What is “stress” anyway? It is said to be the effect of extreme strain or pressure on your body or mind. What sparks it can include everything from the temperature outside (particularly extremes of hot or cold), to psychological stress (high-pressure moments at work, pressure to succeed during competition) and illnesses for which our bodies require extra energy to cope with and overcome.

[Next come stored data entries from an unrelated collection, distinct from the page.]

PR #1391, opened 2025-09-24
Upgrade frontend dependencies

auloin:


core/src/main/resources/org/jobrunr/dashboard/frontend/src/components/jobs/job-view.js
```diff
@@ -150,16 +150,16 @@ const JobView = (props) => {
...
                             <Typography color="textPrimary">{job.id}</Typography>
                         </Breadcrumbs>
-                        <Box my={3} style={{marginBottom: 0}}>
-                            <Card style={{display: "flex"}}>
-                                <CardContent style={{width: "100%"}}>
-                                    <Grid container spacing={3} justifyContent="space-between">
-                                        <Grid item xs={6}>
+                        <Box my={3}>
+                            <Card sx={{display: "flex", borderBottomLeftRadius: 0, borderBottomRightRadius: 0}}>
+                                <CardContent sx={{width: "100%", padding: 0, "&:last-child": {padding: 0}}}>
```
brainbaking, line 155: Curious what the reason is for these specific style changes; did they alter the way radius/padding works?

core/src/main/resources/org/jobrunr/dashboard/frontend/src/components/jobs/jobs-table.js
```diff
@@ -64,83 +63,75 @@ const JobsTable = ({jobPage, jobState, isLoading}) => {
     const isInAwaitingViewAndJobIsCarbonAware = (job) => jobState === "AWAITING" && isCarbonAwaitingState(getJobMostRecentState(job));
     const isInScheduledViewAndJobIsCarbonAware = (job) => jobState === "SCHEDULED" && isCarbonAwaitingState(getJobPreviousState(job));
 
-    return (
-        <> {isLoading
-            ? <LoadingIndicator/>
```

As most of you are already well aware, training can often put the body under a lot of strain – after all, you work hard trying to push your limits or to surpass them.

In principle, it’s irrelevant what kind of stress your body is under, the core reaction remains the same. When you’re under stress, your blood pressure increases, your heartrate rises and your body increases the production of the adrenaline and cortisol hormones. This physical reaction acts as a short term power boost which can increase your performance to a level that you may not otherwise achieve.

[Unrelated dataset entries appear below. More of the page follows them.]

PR #1395, opened 2025-10-02
fix: disable text select of time scale pain in processing job step

miettal:
under testing.

Current implementation, User cannot copy only log output of "processing job" step, beause it's include time scale text (0 seconds, 3 seconds... for each line).
This PR provide copying only log output by disabling text select of time scale text.

### DIFF
--- a/core/src/main/resources/org/jobrunr/dashboard/frontend/src/components/jobs/states/processing-state.js
+++ b/core/src/main/resources/org/jobrunr/dashboard/frontend/src/components/jobs/states/processing-state.js
@@ -22,6 +22,7 @@ const Console = styled("div")(() => ({
         textAlign: 'right',
         color: '#3885b7',
         margin: '-0.1em 0',
+        userSelect: 'none',
     },
     '& > dl dd': {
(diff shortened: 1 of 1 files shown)


auloin:
@cla-bot check

auloin:
Hi @miettal, any update on this PR? I think we can move forward with this.

It may also be useful to offer a copy to clipboard feature with different options as some people may want to include the actual timestamp, something similar to how logback prints the logs:

```
16:06:09.031 INFO -- Entering application.
16:06:09.046 DEBUG -- Did it again!
16:06:09.046 INFO -- Exiting application.
```

(we could also allow a user to change the view using different timestamp styles)

miettal:
I didn't test well. but anyway, I change this PR state to ready.

I think "copy button" is also nice choices!

auloin:
> I didn't test well. but anyway, I change this PR state to ready.

Thanks, it looks good to me.

> I think "copy button" is also nice choices!

Ok, I'll note this down for potential improvement.

auloin (approved):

Stress is therefore not entirely bad. You could also assume that you have achieved a large majority of your sporting accomplishments while under stress. If this were not the case, you may not have pushed yourself so far.

First Stress, Then Regeneration

Would it be good to be under stress all the time? After all, more power for training is exactly what you want. Unfortunately, it’s not that simple. When under stress, your body is excessively strained. If you are permanently under stress, it will have a long-term negative impact on your training and your general health – this is, of course, something to avoid.

It is therefore important to reduce your training stress to a healthy level and give your body some time to recover. Additionally, it helps if you keep a few things in mind:

A healthy diet is very important for the body’s ability to recover, and so too is a good night’s sleep. Whether on a walk or swimming in a lake, getting out in nature is a tried and tested way to reduce stress. When we are outdoors in direct sunlight, our body produces vitamin D, which, in turn, strengthens it. It builds up our immune system and makes us less vulnerable to negative stress – this way, our body can regenerate even more efficiently. This was already common knowledge in the ‘60s, especially amongst Russian bodybuilders who were known to incorporate long walks on the beach into their training routine. So make sure to add a relaxing outdoor activity into your routine.

For the regeneration process, it’s best to be in a low-stimulus environment: the fewer distractions the more you can relax. If you’re used to the heat, saunas can be a good place for doing this – just make sure to keep it at a reasonable heat setting. Otherwise, the sauna can lead to a stress-inducing situation rather than a stress-reducing one.

Listen to Your Body!

How can you tell if you’re under too much stress? In principle, there are a number of tell-tale signs, most of which can be told by listening to your body. If your body has been under too much strain, you can check your pulse with a regular heartrate monitor machine as soon as you wake up and preferably before undertaking any physical activities. This can also be done with most fitness trackers and you can even set some to do this automatically. If your resting pulse is above average, this may be a sign of a lack of regeneration.

Also, with just one glance at your Workout Log, you’ll be able to quickly tell a lot about your stress levels. For example: two possible indications of insufficient regeneration are, if the quality or duration of your sleep lowers, or if your training performance declines within the same workout period. The same applies if your RPE rating increases from exercise to exercise, even if you haven’t packed on any more weight.

If you notice several of these signs at the same time, this may indicate that your stress level is too high. In this case, do not hesitate to lower the intensity of your workout. Regeneration is more important than exercising hard; if you don’t get enough rest, you can neither increase your skills nor build muscles – and this would mean the end of you as a strength athlete.